Saved data entries:
[Start of section]

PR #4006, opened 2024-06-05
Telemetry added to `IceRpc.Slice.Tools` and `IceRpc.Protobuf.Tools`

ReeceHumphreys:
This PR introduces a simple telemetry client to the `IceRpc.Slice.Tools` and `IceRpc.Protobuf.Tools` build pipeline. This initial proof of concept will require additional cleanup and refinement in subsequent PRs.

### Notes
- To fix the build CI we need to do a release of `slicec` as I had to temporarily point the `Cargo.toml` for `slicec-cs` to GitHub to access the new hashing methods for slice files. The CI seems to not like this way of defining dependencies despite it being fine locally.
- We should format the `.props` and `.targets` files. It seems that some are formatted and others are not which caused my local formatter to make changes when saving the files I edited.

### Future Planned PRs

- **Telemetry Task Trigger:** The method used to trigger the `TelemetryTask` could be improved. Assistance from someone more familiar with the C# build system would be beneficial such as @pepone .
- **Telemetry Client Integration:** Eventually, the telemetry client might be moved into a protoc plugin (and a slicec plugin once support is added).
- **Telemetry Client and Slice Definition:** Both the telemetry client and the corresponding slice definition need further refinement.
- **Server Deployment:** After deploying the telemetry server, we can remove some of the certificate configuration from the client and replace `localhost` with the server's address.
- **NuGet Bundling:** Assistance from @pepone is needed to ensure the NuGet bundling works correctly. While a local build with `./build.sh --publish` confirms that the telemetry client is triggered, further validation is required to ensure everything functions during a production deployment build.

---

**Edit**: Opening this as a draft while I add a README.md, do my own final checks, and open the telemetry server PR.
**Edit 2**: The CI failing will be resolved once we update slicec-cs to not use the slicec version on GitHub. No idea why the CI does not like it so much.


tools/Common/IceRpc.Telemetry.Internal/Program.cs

[End of section]
[Start of section]

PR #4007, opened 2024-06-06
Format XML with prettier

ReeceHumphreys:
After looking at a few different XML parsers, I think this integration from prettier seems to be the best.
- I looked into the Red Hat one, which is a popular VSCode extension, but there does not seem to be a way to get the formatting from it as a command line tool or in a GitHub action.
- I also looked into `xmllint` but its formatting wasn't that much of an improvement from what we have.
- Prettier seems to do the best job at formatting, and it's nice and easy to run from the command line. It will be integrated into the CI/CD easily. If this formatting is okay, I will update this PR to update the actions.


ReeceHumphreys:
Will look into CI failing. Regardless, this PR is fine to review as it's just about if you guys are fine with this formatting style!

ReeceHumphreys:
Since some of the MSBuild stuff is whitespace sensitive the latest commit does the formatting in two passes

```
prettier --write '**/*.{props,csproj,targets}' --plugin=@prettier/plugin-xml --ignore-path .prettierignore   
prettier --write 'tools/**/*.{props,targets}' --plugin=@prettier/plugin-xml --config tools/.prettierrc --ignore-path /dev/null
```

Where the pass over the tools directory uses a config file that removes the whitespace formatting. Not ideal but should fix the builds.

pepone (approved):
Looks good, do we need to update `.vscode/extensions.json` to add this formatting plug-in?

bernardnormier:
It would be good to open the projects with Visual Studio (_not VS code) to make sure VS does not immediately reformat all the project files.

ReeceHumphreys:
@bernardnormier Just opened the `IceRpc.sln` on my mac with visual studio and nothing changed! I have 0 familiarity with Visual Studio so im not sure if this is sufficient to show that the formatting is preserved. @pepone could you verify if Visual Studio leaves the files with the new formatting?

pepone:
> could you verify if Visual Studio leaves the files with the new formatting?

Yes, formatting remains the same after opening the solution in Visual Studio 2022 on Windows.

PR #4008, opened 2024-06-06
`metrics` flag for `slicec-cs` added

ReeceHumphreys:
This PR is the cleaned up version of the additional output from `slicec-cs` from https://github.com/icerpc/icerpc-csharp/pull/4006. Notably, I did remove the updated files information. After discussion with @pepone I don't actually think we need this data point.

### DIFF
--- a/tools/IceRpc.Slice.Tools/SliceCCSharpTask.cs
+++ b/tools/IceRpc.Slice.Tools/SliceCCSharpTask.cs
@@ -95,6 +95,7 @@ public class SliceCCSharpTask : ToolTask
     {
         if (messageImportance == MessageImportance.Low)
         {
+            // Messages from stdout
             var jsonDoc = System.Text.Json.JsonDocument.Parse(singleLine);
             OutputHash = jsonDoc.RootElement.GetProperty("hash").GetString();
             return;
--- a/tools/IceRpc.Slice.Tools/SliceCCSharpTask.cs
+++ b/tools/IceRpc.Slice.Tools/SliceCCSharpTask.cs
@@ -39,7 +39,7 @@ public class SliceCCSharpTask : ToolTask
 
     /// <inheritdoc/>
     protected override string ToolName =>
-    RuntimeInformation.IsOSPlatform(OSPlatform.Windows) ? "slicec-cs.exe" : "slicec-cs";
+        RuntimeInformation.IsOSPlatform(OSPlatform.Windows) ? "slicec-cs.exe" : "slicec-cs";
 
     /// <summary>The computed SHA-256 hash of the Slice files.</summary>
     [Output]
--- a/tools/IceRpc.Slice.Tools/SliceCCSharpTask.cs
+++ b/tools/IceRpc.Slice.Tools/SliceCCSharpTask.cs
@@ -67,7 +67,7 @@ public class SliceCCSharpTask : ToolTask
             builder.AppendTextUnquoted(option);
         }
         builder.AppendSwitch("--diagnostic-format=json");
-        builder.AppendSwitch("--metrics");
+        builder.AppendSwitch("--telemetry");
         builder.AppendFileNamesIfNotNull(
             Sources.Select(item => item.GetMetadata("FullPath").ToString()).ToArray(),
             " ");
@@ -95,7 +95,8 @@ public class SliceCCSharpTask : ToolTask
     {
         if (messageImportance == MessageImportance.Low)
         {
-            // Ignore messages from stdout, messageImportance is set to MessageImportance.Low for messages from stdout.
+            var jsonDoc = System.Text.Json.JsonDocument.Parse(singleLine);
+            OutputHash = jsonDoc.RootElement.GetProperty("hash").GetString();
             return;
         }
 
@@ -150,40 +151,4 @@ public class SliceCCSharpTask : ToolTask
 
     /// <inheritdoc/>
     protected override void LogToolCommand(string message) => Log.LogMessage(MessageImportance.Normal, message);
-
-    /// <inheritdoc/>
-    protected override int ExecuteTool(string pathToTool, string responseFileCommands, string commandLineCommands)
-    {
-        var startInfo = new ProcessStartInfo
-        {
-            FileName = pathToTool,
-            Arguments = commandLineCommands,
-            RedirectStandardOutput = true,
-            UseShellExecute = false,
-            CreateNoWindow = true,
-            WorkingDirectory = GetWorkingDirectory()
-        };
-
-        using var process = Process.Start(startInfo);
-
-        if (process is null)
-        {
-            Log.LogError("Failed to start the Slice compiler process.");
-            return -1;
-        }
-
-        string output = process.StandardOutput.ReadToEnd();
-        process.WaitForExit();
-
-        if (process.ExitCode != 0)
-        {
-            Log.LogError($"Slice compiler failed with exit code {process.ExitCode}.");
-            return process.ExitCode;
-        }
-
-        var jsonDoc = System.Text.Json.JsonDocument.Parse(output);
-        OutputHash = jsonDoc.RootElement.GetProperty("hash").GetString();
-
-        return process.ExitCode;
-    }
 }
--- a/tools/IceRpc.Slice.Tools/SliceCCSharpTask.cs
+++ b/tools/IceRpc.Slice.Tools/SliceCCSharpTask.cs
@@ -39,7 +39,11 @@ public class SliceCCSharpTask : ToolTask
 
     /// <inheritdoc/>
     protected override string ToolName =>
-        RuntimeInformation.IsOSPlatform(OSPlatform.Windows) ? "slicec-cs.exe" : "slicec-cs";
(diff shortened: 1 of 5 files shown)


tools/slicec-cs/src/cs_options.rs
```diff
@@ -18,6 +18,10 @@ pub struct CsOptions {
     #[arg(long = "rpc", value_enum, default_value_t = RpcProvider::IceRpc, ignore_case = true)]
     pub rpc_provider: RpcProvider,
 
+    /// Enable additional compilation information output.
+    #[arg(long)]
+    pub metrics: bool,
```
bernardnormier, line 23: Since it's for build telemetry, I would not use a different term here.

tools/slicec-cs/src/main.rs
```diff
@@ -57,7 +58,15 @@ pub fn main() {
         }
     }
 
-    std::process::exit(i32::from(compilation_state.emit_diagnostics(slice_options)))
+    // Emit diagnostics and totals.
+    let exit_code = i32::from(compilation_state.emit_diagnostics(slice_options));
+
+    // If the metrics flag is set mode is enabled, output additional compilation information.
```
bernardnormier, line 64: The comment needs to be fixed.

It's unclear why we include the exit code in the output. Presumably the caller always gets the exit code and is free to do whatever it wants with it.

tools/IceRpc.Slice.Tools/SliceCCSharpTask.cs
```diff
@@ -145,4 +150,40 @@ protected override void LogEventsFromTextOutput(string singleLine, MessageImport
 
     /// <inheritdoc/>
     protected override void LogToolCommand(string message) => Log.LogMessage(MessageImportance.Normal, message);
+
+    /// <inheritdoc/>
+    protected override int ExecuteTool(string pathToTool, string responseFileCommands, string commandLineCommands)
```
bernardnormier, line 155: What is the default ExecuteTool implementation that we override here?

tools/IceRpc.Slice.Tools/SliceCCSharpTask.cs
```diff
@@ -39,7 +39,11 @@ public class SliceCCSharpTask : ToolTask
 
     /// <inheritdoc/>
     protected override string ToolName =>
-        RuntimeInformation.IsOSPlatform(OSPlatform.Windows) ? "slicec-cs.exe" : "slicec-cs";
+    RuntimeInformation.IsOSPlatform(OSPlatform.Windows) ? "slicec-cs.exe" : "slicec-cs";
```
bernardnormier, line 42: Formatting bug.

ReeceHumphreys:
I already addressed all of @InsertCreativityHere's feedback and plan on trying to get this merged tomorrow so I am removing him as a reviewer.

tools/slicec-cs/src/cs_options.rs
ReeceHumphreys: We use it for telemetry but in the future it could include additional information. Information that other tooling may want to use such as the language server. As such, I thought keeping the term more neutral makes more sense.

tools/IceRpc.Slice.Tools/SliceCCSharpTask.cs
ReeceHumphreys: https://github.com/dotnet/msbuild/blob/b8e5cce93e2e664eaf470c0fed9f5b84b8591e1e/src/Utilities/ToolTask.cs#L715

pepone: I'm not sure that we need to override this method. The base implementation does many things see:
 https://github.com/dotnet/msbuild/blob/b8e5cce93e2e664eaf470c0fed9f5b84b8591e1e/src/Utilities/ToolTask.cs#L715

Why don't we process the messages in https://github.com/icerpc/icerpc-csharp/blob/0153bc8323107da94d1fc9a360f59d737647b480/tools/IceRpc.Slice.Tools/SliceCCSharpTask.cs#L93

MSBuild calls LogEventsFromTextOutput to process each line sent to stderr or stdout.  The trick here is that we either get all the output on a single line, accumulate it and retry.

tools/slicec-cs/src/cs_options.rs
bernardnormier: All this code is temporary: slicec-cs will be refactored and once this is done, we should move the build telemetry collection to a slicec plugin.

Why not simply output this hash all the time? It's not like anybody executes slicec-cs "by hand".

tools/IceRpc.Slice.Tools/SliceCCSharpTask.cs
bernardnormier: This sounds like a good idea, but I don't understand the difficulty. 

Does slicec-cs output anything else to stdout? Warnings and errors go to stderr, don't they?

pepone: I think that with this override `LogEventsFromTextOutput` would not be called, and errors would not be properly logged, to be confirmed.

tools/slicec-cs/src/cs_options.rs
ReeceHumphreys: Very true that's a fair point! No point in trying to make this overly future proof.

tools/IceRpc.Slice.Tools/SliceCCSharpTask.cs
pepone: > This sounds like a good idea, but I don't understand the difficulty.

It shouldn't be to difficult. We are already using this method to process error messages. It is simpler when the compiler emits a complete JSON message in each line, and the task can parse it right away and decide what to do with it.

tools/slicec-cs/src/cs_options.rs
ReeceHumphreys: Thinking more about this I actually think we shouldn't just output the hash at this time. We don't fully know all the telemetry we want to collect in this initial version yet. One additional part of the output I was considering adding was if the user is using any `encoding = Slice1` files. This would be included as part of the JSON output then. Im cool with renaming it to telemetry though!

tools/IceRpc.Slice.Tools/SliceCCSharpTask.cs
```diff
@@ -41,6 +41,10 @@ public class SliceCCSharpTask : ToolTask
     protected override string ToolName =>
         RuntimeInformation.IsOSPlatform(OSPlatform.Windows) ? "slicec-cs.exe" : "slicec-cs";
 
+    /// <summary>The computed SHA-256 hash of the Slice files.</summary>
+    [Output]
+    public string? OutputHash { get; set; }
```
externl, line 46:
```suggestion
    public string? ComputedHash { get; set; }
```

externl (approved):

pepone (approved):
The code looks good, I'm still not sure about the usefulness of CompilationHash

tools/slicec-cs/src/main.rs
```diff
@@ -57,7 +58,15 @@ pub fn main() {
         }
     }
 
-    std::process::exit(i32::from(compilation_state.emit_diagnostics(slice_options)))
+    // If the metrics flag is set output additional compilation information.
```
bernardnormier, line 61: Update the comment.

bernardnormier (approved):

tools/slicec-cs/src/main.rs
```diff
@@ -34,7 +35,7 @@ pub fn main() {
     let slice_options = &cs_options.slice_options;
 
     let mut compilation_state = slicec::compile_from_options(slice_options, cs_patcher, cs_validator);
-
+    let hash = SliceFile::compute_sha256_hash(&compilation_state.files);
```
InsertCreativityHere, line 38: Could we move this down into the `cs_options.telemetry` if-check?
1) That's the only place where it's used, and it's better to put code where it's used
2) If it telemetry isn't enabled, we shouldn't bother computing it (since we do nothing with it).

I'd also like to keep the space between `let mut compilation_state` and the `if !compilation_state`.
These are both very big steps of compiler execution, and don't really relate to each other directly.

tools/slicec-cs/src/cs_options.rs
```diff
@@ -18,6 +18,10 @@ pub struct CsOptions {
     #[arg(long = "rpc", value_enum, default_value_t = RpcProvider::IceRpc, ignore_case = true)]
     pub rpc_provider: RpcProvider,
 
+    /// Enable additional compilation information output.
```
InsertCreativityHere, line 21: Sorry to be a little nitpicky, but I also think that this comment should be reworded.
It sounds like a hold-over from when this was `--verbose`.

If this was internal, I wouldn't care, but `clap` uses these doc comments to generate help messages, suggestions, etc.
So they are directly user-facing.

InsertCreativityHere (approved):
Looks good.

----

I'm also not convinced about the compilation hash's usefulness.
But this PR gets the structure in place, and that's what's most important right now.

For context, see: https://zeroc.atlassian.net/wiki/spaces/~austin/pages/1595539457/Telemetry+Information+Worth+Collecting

[End of section]
[Start of section]

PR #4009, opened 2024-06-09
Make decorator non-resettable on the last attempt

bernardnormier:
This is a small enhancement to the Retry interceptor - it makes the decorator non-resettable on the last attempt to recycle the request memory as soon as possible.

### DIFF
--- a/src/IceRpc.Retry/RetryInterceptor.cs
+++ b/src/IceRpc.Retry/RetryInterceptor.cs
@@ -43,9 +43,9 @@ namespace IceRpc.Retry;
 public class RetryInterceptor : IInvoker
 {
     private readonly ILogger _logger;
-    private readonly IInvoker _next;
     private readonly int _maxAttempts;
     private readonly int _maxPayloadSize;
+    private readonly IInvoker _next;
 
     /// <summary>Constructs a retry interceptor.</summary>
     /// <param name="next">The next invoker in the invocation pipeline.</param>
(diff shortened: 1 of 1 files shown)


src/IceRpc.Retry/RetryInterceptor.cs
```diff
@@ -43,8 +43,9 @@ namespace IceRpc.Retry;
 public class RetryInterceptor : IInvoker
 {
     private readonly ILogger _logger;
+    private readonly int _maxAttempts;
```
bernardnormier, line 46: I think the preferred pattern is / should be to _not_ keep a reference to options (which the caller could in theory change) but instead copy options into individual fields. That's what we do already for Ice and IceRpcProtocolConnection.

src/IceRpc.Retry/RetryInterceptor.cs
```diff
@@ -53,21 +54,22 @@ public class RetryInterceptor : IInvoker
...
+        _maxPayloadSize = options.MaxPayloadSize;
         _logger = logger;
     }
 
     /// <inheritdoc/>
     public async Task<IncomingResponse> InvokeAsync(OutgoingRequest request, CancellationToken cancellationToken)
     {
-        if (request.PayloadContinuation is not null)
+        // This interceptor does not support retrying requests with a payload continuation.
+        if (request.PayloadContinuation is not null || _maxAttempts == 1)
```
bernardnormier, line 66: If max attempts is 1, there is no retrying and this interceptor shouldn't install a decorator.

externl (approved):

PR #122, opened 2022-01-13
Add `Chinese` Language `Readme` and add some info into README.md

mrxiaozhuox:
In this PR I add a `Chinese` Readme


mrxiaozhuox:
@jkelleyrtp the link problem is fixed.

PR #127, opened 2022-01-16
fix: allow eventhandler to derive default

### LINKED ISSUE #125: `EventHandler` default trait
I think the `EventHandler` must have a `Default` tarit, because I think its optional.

[End of section]

Prompt: Among the entries above, which lines include "implementation"? List them all.

Response area:
bernardnormier, line 155: What is the default ExecuteTool implementation that we override here?
pepone: I'm not sure that we need to override this method. The base implementation does many things see:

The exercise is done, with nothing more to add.